I’m a proud parent of a healthy, happy 11-year-old girl, and I still have some learning to do. I think all Americans could learn a thing or two from other cultures and the way children are raised beyond our borders. My daughter climbed trees as soon as she could reach the branches, barreled down steep hills as soon as she could walk unaided, and learned to use a knife in kindergarten while other American parents watched aghast. “How could you let her do that?” they asked. Why would I stop her, I wondered. The only thing warranting a visit to the emergency room since infancy was a spider bite that ballooned on her wrist.

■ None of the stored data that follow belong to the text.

PR #3680, opened 2026-07-22
feat(config): support non-empty environment expansion

### LINKED ISSUE #3635: Env-var interpolation treats set-but-empty variables as valid values; support Compose-style ${VAR:-default} and ${VAR:?} semantics
### Prerequisites

Closest matches found: #3543 (structural config validation) and #3634 (SQL-statement validation) cover *validation timing*; #2086 is about missing env vars in the Gemini CLI extension packaging. None address interpolation semantics for **set-but-empty** variables, which is a distinct gap.

Express "this optional field should only exist when its env var has a non-empty value" in `tools.yaml` — and more generally, get fail-fast behavior when a variable is *set but empty*.

Current behavior in `ConfigParser.parseEnv` (`cmd/internal/config.go`):

| State of `VAR` | `${VAR}` | `${VAR:default}` |
|---|---|---|
| unset | ✅ startup error ("environment variable not found") | uses default |
| **set to `""`** | **silently interpolates `""`** | **silently interpolates `""`** |
| set to value | interpolates value | interpolates value |

The set-but-empty row is the trap, because in containerized deployments (Cloud Run, Kubernetes, Compose) a declared env var is **always set** — commonly to the empty string when the underlying setting is absent (`--set-env-vars="FOO=${FOO:-}"` patterns, K8s `value: ""`, secret-optional wiring). The "unset → error" safety net never fires in exactly the environments Toolbox is most deployed to.

Concrete failure from our deployment: a `cloud-gemini-data-analytics-query` tool referenced an optional context set:

```yaml
agentContextReference:
  contextSetId: ${WEATHERBOT_GDA_CONTEXT_SET_ID}
```

Before the context set was created, the Cloud Run service had the variable declared-but-empty. Interpolation produced `contextSetId: ""` — structurally valid YAML, passes config parsing, server starts cleanly — and the failure only surfaces when the Gemini Data Analytics API rejects the empty resource name **at query time**, wrapped in an MCP error, through an agent, to an end user. Config-time mistake, conversation-time detection.

### Suggested Solution(s)

Adopt the Docker Compose / bash parameter-expansion conventions in `parseEnv`, which are already muscle memory for the target audience:

1. **`${VAR:-default}`** — substitute default when `VAR` is **unset or empty** (this is the big one; Compose semantics).
2. **`${VAR:?}` / `${VAR:?error message}`** — **startup error when unset or empty**. This is the correct tool for fields like `contextSetId` where an empty value is never valid: the operator gets the failure at deploy, not at query time.
3. Keep existing behavior for back-compat: `${VAR}` (error only when unset) and `${VAR:default}` (default only when unset — note this collides visually with bash's `:-`; worth documenting explicitly, or accepting both `:` and `-` forms).
4. **Optional, field-level complement:** the `cloud-gemini-data-analytics-query` tool kind could treat an empty-string `agentContextReference.contextSetId` as "no context reference" instead of forwarding `""` to the API. Empty is never a meaningful resource name, so dropping the reference is strictly better than a guaranteed runtime rejection. (Analogous per-field handling may make sense for other optional resource-name fields.)

Items 1–3 are a contained change to the regex + branch logic in `parseEnv`, plus docs. Happy to contribute the implementation with unit tests per CONTRIBUTING.md once maintainers agree on the shape — flagging especially whether you'd prefer to (a) add `:-`/`:?` alongside the existing `:` syntax or (b) also revise `:` to Compose semantics in a major release.

### Alternatives Considered

- **Our current workaround:** sentinel comments around the optional block in `tools.yaml` (`# ⟪AGENT_CONTEXT_BEGIN⟫` / `# ⟪AGENT_CONTEXT_END⟫`) plus an `awk` filter in the deploy script that strips the block when the variable is empty, producing a second, ephemeral config file. It works, but every consumer of the config now depends on shell preprocessing, local `run` and CI `deploy` scripts must duplicate the awk logic, and the file on disk no longer matches what the server actually loaded.
- **Templating engines** (envsubst, gomplate, Helm-style) in front of Toolbox: heavier version of the same workaround, same drift problem.
- **Always requiring the value:** not viable for genuinely optional features — the whole point of an optional context set is that the tool must work before it exists.

### Additional Details

- Implementation pointer: `ConfigParser.parseEnv` in `cmd/internal/config.go` — regex `\$\{(\w+)(:([^}]*))?\}`, substitution via `os.LookupEnv` where `found == true` for empty strings.
- Precedent: [Docker Compose variable interpolation](https://docs.docker.com/compose/how-tos/environment-variables/variable-interpolation/) supports exactly this matrix (`${VAR:-default}`, `${VAR-default}`, `${VAR:?err}`, `${VAR?err}`), so the semantics are already familiar and well-specified.
- Related in spirit to #3543 / #3634 (fail-at-config-time rather than query-time), but orthogonal in mechanism: those are validation passes, this is interpolation semantics.

jstar0:
## Description

Container deployments commonly define optional environment variables as empty
strings. Because `os.LookupEnv` reports those variables as present, Toolbox's
existing interpolation accepted the empty value and could defer an invalid
configuration failure until an MCP tool call reached a downstream API.

This change adds two explicit expansion forms:

- `${VAR:-default}` uses `default` when `VAR` is unset or empty.
- `${VAR:?message}` fails configuration parsing when `VAR` is unset or empty;
  the message is optional and is included in the error when provided.

The documented `${VAR}` and `${VAR:default}` behavior is unchanged. The new
operator spellings were previously interpreted as legacy default strings that
started with `-` or `?`; adopting the requested operators intentionally
redefines that narrow edge. The configuration documentation now includes the
full unset, empty, and non-empty behavior matrix.

Tests cover the compatibility matrix, required/optional tracking, the offline
lenient parser path, source locations and custom errors, unsupported no-colon
forms, and expansion through `ParseConfig`.

## Verification

- `go test -race ./cmd/internal -run '^(TestParseEnv|TestParseConfigEnvExpansion)$' -count=1`
- `go test -race ./cmd/... ./internal/... -count=1`
- `golangci-lint run --timeout 10m`
- `go mod tidy && git diff --exit-code -- go.mod go.sum`

## PR Checklist

- [x] Reviewed `CONTRIBUTING.md`
- [x] Opened and discussed an issue before implementation
- [x] Tests and linter pass
- [x] New source branches are covered by regression tests
- [x] Configuration documentation is updated
- [x] Reviewed the compatibility boundary for the new operators

Fixes #3635


Yuan325:
Thank you @jstar0 for submitting this. I'll take a look asap :)

jstar0:
Merged current `main` on exact head `6b8416fab02`.

The conflict was in `parseEnv`: this change keeps `${VAR:-default}` / `${VAR:?message}` and the structured missing-variable errors, and now uses main's comment-aware YAML lexer tokenization so placeholders inside comments stay unexpanded. Comment-skip tests now expect `requiredEnvVars` only for the active placeholders.

Verification: `go test ./cmd/internal -run 'TestParseEnv|TestParseConfigEnvExpansion'` passed. Google CLA is green on this head.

Christine Gross-Loh writes eloquently on the subject after years of living abroad and researching the subject of child rearing. I’m not saying that any one culture is doing it perfectly, but I have noticed dysfunctional trends among high school students, some of which I blame on my generation of well-intentioned but overly controlling parenting (“helicopter parents”) and their opposites, who bend over backwards to please their children (permissive parenting). Neither of these models works well in isolation, and experts seem to point to authoritative — not authoritarian — models as being more successful. I would say it does take a village, and children do need boundaries. [Read more in a Scientific American article in response to the Tiger Mom phenomenon.]
A recent brouhaha at my educational institution highlighted the need for clearly defined and communicated structures and agreed-to norms within communities in order to keep all members of that community feeling safe and included. Without guidelines and rules, people may go too far, particularly those whose job it is to push the limits, to try new things, to experiment. I’m talking about teenagers here, and in the aftermath of the insult many felt recently in our hallowed halls, teenagers themselves are asking for more structure.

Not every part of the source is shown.